Issue #4527, opened 2021-12-09
Expose recoverable modules to client


aaemnnosttv:
## Feature Description

[Module recovery](https://docs.google.com/document/d/19OtWe7jXKC6dIUfs6J4gDrXujHgCuXnksxBM1uUWmOQ/edit#heading=h.184kxp23btyr) is a new concept in dashboard sharing whereby a shared module can be recovered in the event that the module owner is lost. Later, we'll use this data to alert admins and prompt those who are eligible to recover the module.

---------------

_Do not alter or remove anything below. The following sections will be managed by moderators only._

## Acceptance criteria

* The [`googlesitekit-dashboard-sharing-data` script data](https://github.com/google/site-kit-wp/issues/4473) should be extended to include a new `recoverableModules` property as a list of module slugs (`string[]`) that are recoverable
* A recoverable module is a [shareable module](https://docs.google.com/document/d/19OtWe7jXKC6dIUfs6J4gDrXujHgCuXnksxBM1uUWmOQ/edit#heading=h.j8mstfogtglx) that meets any of the following criteria:
	- Has no owner identified by its `ownerID`
	- The user identified by the module's `ownerID` no longer (one of the following)
		- exists
		- is authenticated
		- lacks the necessary capability to share (i.e. `AUTHENTICATE`)
* Note one or more of these cases could probably be covered by some overarching logic but it's important that all are accounted for

## Implementation Brief

In `Core/Assets/Assets.php` update `get_inline_dashboard_sharing_data()` `$inline_data` add a property `recoverableModules` which will be an array of module strings.
First fetch the list of shareable modules `get_shareable_modules()` (introduced in #4521),

For each shareable module get the owner id `get_owner_id()`
https://github.com/google/site-kit-wp/blob/cf9badad4e23c528719aea864e5d74bc5ca6c890/includes/Core/Modules/Module_With_Owner.php#L29

If the owner ID doesn't correspond to a valid user ( `get_user_by( 'ID', $owner_id )` ) 
https://developer.wordpress.org/reference/functions/get_user_by/
Add the module slug to the `recoverableModules` array.

If the owner is not authenticated, add the module slug to the `recoverableModules` array.

See https://github.com/google/site-kit-wp/blob/cf9badad4e23c528719aea864e5d74bc5ca6c890/includes/Core/Authentication/Authentication.php#L625

Also ensure you're checking the module owner, and not the current user, code snippet:
[...]

PR #4670, opened 2022-01-18
Enhance/4527 expose recoverable modules to the client

hussain-t:
## Summary

Addresses issue: #4527 

## Checklist

## Screenshot
Screenshot 2022-01-20 at 11 28 54 PM


includes/Core/Assets/Assets.php
```diff
@@ -781,6 +789,39 @@ private function get_inline_dashboard_sharing_data() {
 			}
 		}
 
+		// Expose recoverable modules to the client.
+		$modules           = new Modules( $this->context );
+		$shareable_modules = $modules->get_shareable_modules();
```
eugene-manuilov, line 794: Instead of creating a new instance of the Modules class here, let's move this logic to a new method `get_recoverable_modules` of the Modules class and add a hook for the `googlesitekit_dashboard_sharing_data` filter to call the new method.

includes/Core/Assets/Assets.php
```diff
@@ -781,6 +789,39 @@ private function get_inline_dashboard_sharing_data() {
...
+
+		foreach ( $shareable_modules as $module ) {
+			$owner_id = $module->get_owner_id();
```
eugene-manuilov, line 797: Not all modules have this method. We need to make sure that `$module` is an instance of the `Module_With_Owner` class, before invoking the `get_owner_id` method.

includes/Core/Assets/Assets.php
```diff
@@ -781,6 +789,39 @@ private function get_inline_dashboard_sharing_data() {
...
+			$user = get_user_by( 'ID', $owner_id );
+
+			// If the User doesn't exists - push the module slug to the recoverableModules array.
+			if ( false === $user ) {
+				$inline_data['recoverableModules'][] = $module->slug;
+				continue;
+			}
+
+			$module_owner_user_options   = new User_Options( $this->context, $user->ID );
+			$module_owner_authentication = new Authentication( $this->context, null, $module_owner_user_options );
```
eugene-manuilov, line 817: You can use `$this->authentication->is_authenticated()` instead of creating new instances once this code is moved to the Modules class. Also you will need to switch the user before checking whether they are authenticated:

```php
// Modules.php
$restore_user = $this->user_options->switch_user( $module_owner_id );
if ( ! $this->authentication->is_authenticated() ) {
    ...
}
$restore_user();
```

eugene-manuilov (changes requested):
Thanks, @hussain-t. This is a good start. Added a few comments for you. Please, take a look.

includes/Core/Assets/Assets.php
hussain-t: That's a good idea 👍

includes/Core/Assets/Assets.php
```diff
@@ -766,8 +766,12 @@ private function get_inline_user_data() {
...
 	 */
 	private function get_inline_dashboard_sharing_data() {
-		$all_roles   = wp_roles()->roles;
-		$inline_data = array( 'roles' => array() );
+		$inline_data = array(
+			'roles' => array(),
+		);
+
+		// Expose roles to the client.
+		$all_roles = wp_roles()->roles;
```
eugene-manuilov, line 774: I think these changes aren't needed anymore. Let's revert it.

includes/Core/Modules/Modules.php
```diff
@@ -1119,4 +1127,45 @@ function( Module $module ) {
...
+	public function get_recoverable_modules() {
+		$recoverable_modules = array();
+		$shareable_modules   = $this->get_shareable_modules();
+
+		foreach ( $shareable_modules as $module ) {
+			$owner_id = $module instanceof Module_With_Owner && $module->get_owner_id();
+
+			// If no owner identified by its owner_id OR lacks the AUTHENTICATE capability -
+			// push the module slug to the recoverableModules array.
+			if ( false === $owner_id || ! user_can( $owner_id, Permissions::AUTHENTICATE ) ) {
```
eugene-manuilov, line 1146: The `get_owner_id()` method can return `0` which also means that there is no owner assigned.
```suggestion
			if ( empty( $owner_id ) || ! user_can( $owner_id, Permissions::AUTHENTICATE ) ) {
```

includes/Core/Modules/Modules.php
```diff
@@ -1119,4 +1127,45 @@ function( Module $module ) {
...
+			}
+
+			// If the owner doesn't have the AUTHENTICATE permission - push the module slug to the recoverableModules array.
+			$user = get_user_by( 'ID', $owner_id );
+
+			// If the User doesn't exists - push the module slug to the recoverableModules array.
+			if ( false === $user ) {
+				$recoverable_modules[] = $module->slug;
+				continue;
+			}
```
eugene-manuilov, line 1158: I think we don't need this check anymore because the `user_can` function verifies that the user exists. If the user doesn't exist anymore, the `user_can` will return `false` and the previous condition will be satisfied. So we can remove this section.

eugene-manuilov (changes requested):
Thanks, @hussain-t. Added a few more comments. Please, take a look.

includes/Core/Assets/Assets.php
hussain-t: @eugene-manuilov Do you mean we don't need to return `roles` array at all to the client?

eugene-manuilov (approved):
LGTM. Thanks, @hussain-t.

includes/Core/Modules/Modules.php
```diff
@@ -1119,4 +1127,38 @@ function( Module $module ) {
...
+	 * @since n.e.x.t
+	 *
+	 * @return array List of recoverable modules.
+	 */
+	public function get_recoverable_modules() {
+		$recoverable_modules = array();
+		$shareable_modules   = $this->get_shareable_modules();
+
+		foreach ( $shareable_modules as $module ) {
+			$owner_id = $module instanceof Module_With_Owner && $module->get_owner_id();
```
aaemnnosttv, line 1142: @hussain-t this expression results in a boolean rather the value of the owner ID as you would get in JavaScript. This results in the permission checks failing because there is no user with an ID of `true`.

To fix this, we can actually remove the `Module_With_Owner` condition here as all shareable modules are modules with an owner. Instead, we can update the return value of `get_shareable_modules` to be `Module_With_Owner[]` so that IDEs are aware that this method is available on `$module`.

cc: @eugene-manuilov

* [DIRECTIONS] Every line above carrying the word "capability" needs to be shown.

* [SOLUTION TO THE PROBLEM]
		- lacks the necessary capability to share (i.e. `AUTHENTICATE`)
+			// If no owner identified by its owner_id OR lacks the AUTHENTICATE capability -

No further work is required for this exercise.